(Extracted records)
===
PR #6809, opened 2026-05-22
[Multi_K8s-Plugin] Add unit tests for traffic routing config and liveresources

mohammedfirdouss:
**What this PR does**:
Adds unit tests for `config/traffic.go` (`DetermineKubernetesTrafficRoutingMethod`, `Percentages`, `DisplayString`) and a test for `provider/liveresources.go`. `provider/kubernetes.go` and `config/helm.go` contain only constants and struct definitions respectively, no test files are needed for those.

**Why we need it**:
These files had no test coverage. The traffic routing helpers are used in all canary/baseline traffic-splitting stages.

Fixes #6446

- **How are users affected by this change**: tests only.

### DIFF
--- a/pkg/app/pipedv1/plugin/kubernetes_multicluster/config/traffic_test.go
+++ b/pkg/app/pipedv1/plugin/kubernetes_multicluster/config/traffic_test.go
@@ -1,0 +1,156 @@
+// Copyright 2025 The PipeCD Authors.
+//
+// Licensed under the Apache License, Version 2.0 (the "License");
+// you may not use this file except in compliance with the License.
+// You may obtain a copy of the License at
+//
+//     http://www.apache.org/licenses/LICENSE-2.0
+//
+// Unless required by applicable law or agreed to in writing, software
+// distributed under the License is distributed on an "AS IS" BASIS,
+// WITHOUT WARRANTIES OR CONDITIONS OF ANY KIND, either express or implied.
+// See the License for the specific language governing permissions and
+// limitations under the License.
+
+package config
+
+import (
+	"testing"
+
+	"github.com/pipe-cd/piped-plugin-sdk-go/unit"
+	"github.com/stretchr/testify/assert"
+)
+
+func TestDetermineKubernetesTrafficRoutingMethod(t *testing.T) {
+	t.Parallel()
+
+	tests := []struct {
+		name     string
+		cfg      *KubernetesTrafficRouting
+		expected KubernetesTrafficRoutingMethod
+	}{
+		{
+			name:     "nil config returns PodSelector",
+			cfg:      nil,
+			expected: KubernetesTrafficRoutingMethodPodSelector,
+		},
+		{
+			name:     "empty Method returns PodSelector",
+			cfg:      &KubernetesTrafficRouting{Method: ""},
+			expected: KubernetesTrafficRoutingMethodPodSelector,
+		},
+		{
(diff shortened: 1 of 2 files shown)


pkg/app/pipedv1/plugin/kubernetes_multicluster/config/traffic_test.go
```diff
@@ -0,0 +1,156 @@
+// Copyright 2025 The PipeCD Authors.
```
khanhtc1202:
```suggestion
// Copyright 2026 The PipeCD Authors.
```
nits

pkg/app/pipedv1/plugin/kubernetes_multicluster/provider/liveresources_test.go
```diff
@@ -0,0 +1,44 @@
...
+// returns an error when the kubeconfig path does not exist / is unreachable.
+// This exercises the error path of kubectl.GetAll and confirms that
+// GetLiveResources propagates the failure rather than silently swallowing it.
+func TestGetLiveResources_InvalidKubeconfig(t *testing.T) {
+	t.Parallel()
+
+	kubectl := NewKubectl("kubectl")
+	_, _, err := GetLiveResources(context.Background(), kubectl, "/nonexistent/kubeconfig", "app-id-123")
+	require.Error(t, err)
+	assert.Contains(t, err.Error(), "failed while listing all namespace-scoped resources")
```
Warashi: This may cause a different root of error depending on the host environment.
This test asserts the behavior for invalid config as expected when the host has kubectl installed.
Conversely, this test asserts the behavior for a command not found when the host has no kubectl installed.

Warashi (commented):
How about using toolregistrytest to test the Kubectl wrapper?

pkg/app/pipedv1/plugin/kubernetes_multicluster/provider/liveresources_test.go
mohammedfirdouss: Hmm so the idea is that the test should be environment independent. The host PATH cant be dependent on. Okay going to implement, thanks.

pkg/app/pipedv1/plugin/kubernetes_multicluster/provider/liveresources_test.go
```diff
@@ -12,33 +12,30 @@
...
 // TestGetLiveResources_InvalidKubeconfig verifies that GetLiveResources
 // returns an error when the kubeconfig path does not exist / is unreachable.
-// This exercises the error path of kubectl.GetAll and confirms that
-// GetLiveResources propagates the failure rather than silently swallowing it.
 func TestGetLiveResources_InvalidKubeconfig(t *testing.T) {
 	t.Parallel()
 
-	kubectl := NewKubectl("kubectl")
-	_, _, err := GetLiveResources(context.Background(), kubectl, "/nonexistent/kubeconfig", "app-id-123")
+	registry := toolregistry.NewRegistry(toolregistrytest.NewTestToolRegistry(t))
```
mohammedfirdouss, line 33: @Warashi wdyt?

Warashi: Yes, this is exactly what I meant.

Warashi (approved):
LGTM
===
§ BRIEF
Give back the complete data exactly as supplied.

§ OUTPUT OF THE EXERCISE
PR #6809, opened 2026-05-22
[Multi_K8s-Plugin] Add unit tests for traffic routing config and liveresources

mohammedfirdouss:
**What this PR does**:
Adds unit tests for `config/traffic.go` (`DetermineKubernetesTrafficRoutingMethod`, `Percentages`, `DisplayString`) and a test for `provider/liveresources.go`. `provider/kubernetes.go` and `config/helm.go` contain only constants and struct definitions respectively, no test files are needed for those.

**Why we need it**:
These files had no test coverage. The traffic routing helpers are used in all canary/baseline traffic-splitting stages.

Fixes #6446

- **How are users affected by this change**: tests only.

### DIFF
--- a/pkg/app/pipedv1/plugin/kubernetes_multicluster/config/traffic_test.go
+++ b/pkg/app/pipedv1/plugin/kubernetes_multicluster/config/traffic_test.go
@@ -1,0 +1,156 @@
+// Copyright 2025 The PipeCD Authors.
+//
+// Licensed under the Apache License, Version 2.0 (the "License");
+// you may not use this file except in compliance with the License.
+// You may obtain a copy of the License at
+//
+//     http://www.apache.org/licenses/LICENSE-2.0
+//
+// Unless required by applicable law or agreed to in writing, software
+// distributed under the License is distributed on an "AS IS" BASIS,
+// WITHOUT WARRANTIES OR CONDITIONS OF ANY KIND, either express or implied.
+// See the License for the specific language governing permissions and
+// limitations under the License.
+
+package config
+
+import (
+	"testing"
+
+	"github.com/pipe-cd/piped-plugin-sdk-go/unit"
+	"github.com/stretchr/testify/assert"
+)
+
+func TestDetermineKubernetesTrafficRoutingMethod(t *testing.T) {
+	t.Parallel()
+
+	tests := []struct {
+		name     string
+		cfg      *KubernetesTrafficRouting
+		expected KubernetesTrafficRoutingMethod
+	}{
+		{
+			name:     "nil config returns PodSelector",
+			cfg:      nil,
+			expected: KubernetesTrafficRoutingMethodPodSelector,
+		},
+		{
+			name:     "empty Method returns PodSelector",
+			cfg:      &KubernetesTrafficRouting{Method: ""},
+			expected: KubernetesTrafficRoutingMethodPodSelector,
+		},
+		{
(diff shortened: 1 of 2 files shown)


pkg/app/pipedv1/plugin/kubernetes_multicluster/config/traffic_test.go
```diff
@@ -0,0 +1,156 @@
+// Copyright 2025 The PipeCD Authors.
```
khanhtc1202:
```suggestion
// Copyright 2026 The PipeCD Authors.
```
nits

pkg/app/pipedv1/plugin/kubernetes_multicluster/provider/liveresources_test.go
```diff
@@ -0,0 +1,44 @@
...
+// returns an error when the kubeconfig path does not exist / is unreachable.
+// This exercises the error path of kubectl.GetAll and confirms that
+// GetLiveResources propagates the failure rather than silently swallowing it.
+func TestGetLiveResources_InvalidKubeconfig(t *testing.T) {
+	t.Parallel()
+
+	kubectl := NewKubectl("kubectl")
+	_, _, err := GetLiveResources(context.Background(), kubectl, "/nonexistent/kubeconfig", "app-id-123")
+	require.Error(t, err)
+	assert.Contains(t, err.Error(), "failed while listing all namespace-scoped resources")
```
Warashi: This may cause a different root of error depending on the host environment.
This test asserts the behavior for invalid config as expected when the host has kubectl installed.
Conversely, this test asserts the behavior for a command not found when the host has no kubectl installed.

Warashi (commented):
How about using toolregistrytest to test the Kubectl wrapper?

pkg/app/pipedv1/plugin/kubernetes_multicluster/provider/liveresources_test.go
mohammedfirdouss: Hmm so the idea is that the test should be environment independent. The host PATH cant be dependent on. Okay going to implement, thanks.

pkg/app/pipedv1/plugin/kubernetes_multicluster/provider/liveresources_test.go
```diff
@@ -12,33 +12,30 @@
...
 // TestGetLiveResources_InvalidKubeconfig verifies that GetLiveResources
 // returns an error when the kubeconfig path does not exist / is unreachable.
-// This exercises the error path of kubectl.GetAll and confirms that
-// GetLiveResources propagates the failure rather than silently swallowing it.
 func TestGetLiveResources_InvalidKubeconfig(t *testing.T) {
 	t.Parallel()
 
-	kubectl := NewKubectl("kubectl")
-	_, _, err := GetLiveResources(context.Background(), kubectl, "/nonexistent/kubeconfig", "app-id-123")
+	registry := toolregistry.NewRegistry(toolregistrytest.NewTestToolRegistry(t))
```
mohammedfirdouss, line 33: @Warashi wdyt?

Warashi: Yes, this is exactly what I meant.

Warashi (approved):
LGTM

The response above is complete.